# What's the big deal with infill planes?



## Smile_n_Nod (Jan 20, 2011)

Okay, I realize my question is probably something of a sacrilege, but what is the big deal with infill planes? Granted, they're definitely beautiful, but I've read comments that they even work better than other types of planes. Why would that be so?


----------



## Loren (May 30, 2008)

More concentrated mass over the mouth = more pressure + speed = more chatoyancy..


----------



## WayneC (Mar 8, 2007)

Lol = in other words, they are wicked heavy, well made and they plane very well. Also, there were not as many made as the stanley style bench planes so they have strong collector value.


----------



## donwilwol (May 16, 2011)

i think they are less likely to be mass produced in the way the Stanley's are, so along with everything above, they also have more attention to detail. Generally speaking of course.


----------



## Smile_n_Nod (Jan 20, 2011)

Are they really that much heavier? If you compare two 9" smoothing planes, one a Stanley and the other a quality infill plane of some sort, how much heavier is the infill?


----------



## DMIHOMECENTER (Mar 5, 2011)

... plus, when the "collectors" have all the regular planes, all the saws, all the braces and bits, all the chisels, hatchets, mallets, etc. then any other category of tool is ripe for jock exploitation. ;=)

It's actually less expensive to stay busy constantly buying old stuff and restoring it than to use the tools you have to build projects.


----------



## Loren (May 30, 2008)

I think Stanley mostly just kicked the butt of the infill plane makers
by undercutting them with efficiencies of scale and automation.

Thus, rarity in part contributes to the mythology.

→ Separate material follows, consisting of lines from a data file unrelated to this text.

PR #1124, opened 2020-12-15
Removed SCR agent .etc.inittab which is obsolete (bsc#1175494).

schubi2:
Because SysVinit is no longer supported.


dgdavid (approved):
Thanks @schubi2, it's nice to see obsolete code removed :) :ok_hand:
 
Just for reference, mention that the agent it's obsolete because [SysVinit](https://en.wikipedia.org/wiki/Init#SysV-style) is no longer supported.

PR #1125, opened 2020-12-22
bsc#1180142: do not use 'installation-helper' to create snapshots

imobachgs:
YaST uses an especial `installation-helper` binary to configure snapper and create snapshots during installation and offline upgrade. However, it does not work with LVM (at least not in all cases). This PR changes the `FsSnapshot` class to use the `snapper` binary (using the `--no-dbus` option) to create snapshots. The configuration phase is still done through `installation-helper`.

Additionally, it introduces a new kind of exception so errors when creating snapshots can be properly handled.

* Related to: https://github.com/yast/yast-update/pull/162 and https://github.com/yast/yast-installation/pull/901.

### DIFF
--- a/library/system/src/lib/yast2/fs_snapshot.rb
+++ b/library/system/src/lib/yast2/fs_snapshot.rb
@@ -253,6 +253,9 @@ module Yast2
         raise SnapperNotConfigured unless configured?
 
         cmd = LIST_SNAPSHOTS_CMD.dup
+        # Add additional options only when running in normal model. Otherwise,
+        # the snapper version in the chroot might not understand them (e.g.,
+        # when upgrading from SLE 12 to SLE 15).
         cmd << " --disable-used-space" if Yast::Mode.normal
 
         out = Yast::SCR.Execute(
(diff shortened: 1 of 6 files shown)


library/system/src/lib/yast2/fs_snapshot.rb
```diff
@@ -252,9 +252,12 @@ def create_post(description, previous_number, cleanup: nil, important: false)
       def all
         raise SnapperNotConfigured unless configured?
 
+        cmd = LIST_SNAPSHOTS_CMD.dup
+        cmd << " --disable-used-space" if Yast::Mode.normal
```
jreidinger, line 256: please document rationale here.

jreidinger (approved):

library/system/src/lib/yast2/fs_snapshot.rb
```diff
@@ -366,6 +373,23 @@ def update_etc_sysconfig_yast2
       def setup_snapper_quota
         Yast::Execute.on_target("/usr/bin/snapper", "--no-dbus", "setup-quota")
       end
+
+      # Parses the snapshots list
+      #
+      # @param content [String] Snapshots list content
+      # @return Array<Hash> An array of hashes containing the data for each snapshot
+      def parse_snapshots_list(content)
```
jreidinger, line 381: this method is kind of tricky as any parsing method, I think that one or two example lines can make it more clear what happens in method.

jreidinger (approved):

library/system/src/lib/yast2/fs_snapshot.rb
joseivanlopez: BTW, snapper offers a machine readable outuput, see http://snapper.io/2019/11/06/machine-readable-output.html.

PR #1131, opened 2021-01-20
Uniquely identify the Resolvable object (bsc#1178688, bsc#1176276)

lslezak:
- https://bugzilla.suse.com/show_bug.cgi?id=1178688
- Uniquely identify the Resolvable object to avoid random failures

### Details

The `Resolvable` class uses the `kind`, `name`, `version`, `arch` and `source` attributes for mapping the Ruby objects to the libzypp objects. (It avoids using memory pointers or other "unsafe" options.) It assumed that a repository cannot contain the same package in exactly same version twice (or more than once).

But it turned out that this is not true for Product objects, the updates repository can contain several `sles-release` RPM packages defining the very same `SLES-15.2-0` product:

```
S | Name            | Type    | Version             | Arch   | Repository
--+-----------------+---------+---------------------+--------+------------
  | SLES            | product | 15.2-0              | x86_64 | sle-product
  | SLES            | product | 15.2-0              | x86_64 | sle-product
  | sles-release    | package | 15.2-52.1           | x86_64 | sle-product
  | sles-release    | package | 15.2-49.1           | x86_64 | sle-product
```

That means we need to add another attribute which is unique. And that's the path (location) in the repo on the medium (example: `./x86_64/yast2-4.1.77-lp151.2.19.1.rpm`). Zypp `Product` does not have a package path, but we can use it's reference package (usually the `*-release.rpm`).

## Dependencies

- This change needs a support in pkg-bindings, this PR is related to this one: https://github.com/yast/yast-pkg-bindings/pull/152

## Testing

- Added an unit test with testing data (manually tweaked, see the README.md there)
- Tested locally in an `irb` session
- Tested in SP2 by two L3 team members (https://bugzilla.suse.com/show_bug.cgi?id=1178688#c64, https://bugzilla.suse.com/show_bug.cgi?id=1178688#c67)

## Additional Changes

- I have removed the GPG signature from the `test_repo` testing repository. The used GPG key expired, libzypp could possibly reject it. Now the repository is unsigned, just like the new testing repository with the SLES products.


jreidinger (approved):

lslezak:
Submitted in https://build.suse.de/request/show/234300

PR #1136, opened 2021-02-03
Set the defaults for selinux variables

dgdavid:


dgdavid:
Since the absence of a boolean variable means _false_ and no setting `selinux_mode` [fallbacks to _disable_](https://github.com/yast/yast-security/blob/8dcbb8c8e0da07f6224db0a1bf4157e3dffe0d51/src/lib/y2security/selinux_config.rb#L157-L160), I think this PR makes no sense. 

Closing it.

I like my Lie-Nielsens, but I can do work just as fine with my Baileys
and if I had to I could make my own wood planes and do the same
work. The iron how sharp it is and the skill or the craftsman matter
the most in terms of end results.


----------



## Smile_n_Nod (Jan 20, 2011)

David, it's especially easy to stay busy buying and selling old tools when the your workshop is in your garage and the daytime temperatures are 108.


----------



## NANeanderthal (Jun 2, 2011)

On a good infill, The bed (not a frog) will seat the blade all the way down, it will have a thick blade, the mouth will be just open enough to allow a shaving to pass, and it will feel warm and creamy in your hands. Basically, you have little to no adjustment. It does one thing, and it does it well. Little to no tear out, chatter, etc. Kinda like asking whats the big deal about a 1963 Ferrari GTO when a new Kia will get you down the road. MMMMM, 1963 Ferrari GTO, umm what, planes, oh yeah.


----------



## Bertha (Jan 10, 2011)

I just think they're gorgeous. How does a pristine Spiers infill plane perform? Hell if I know; I've never even touched one!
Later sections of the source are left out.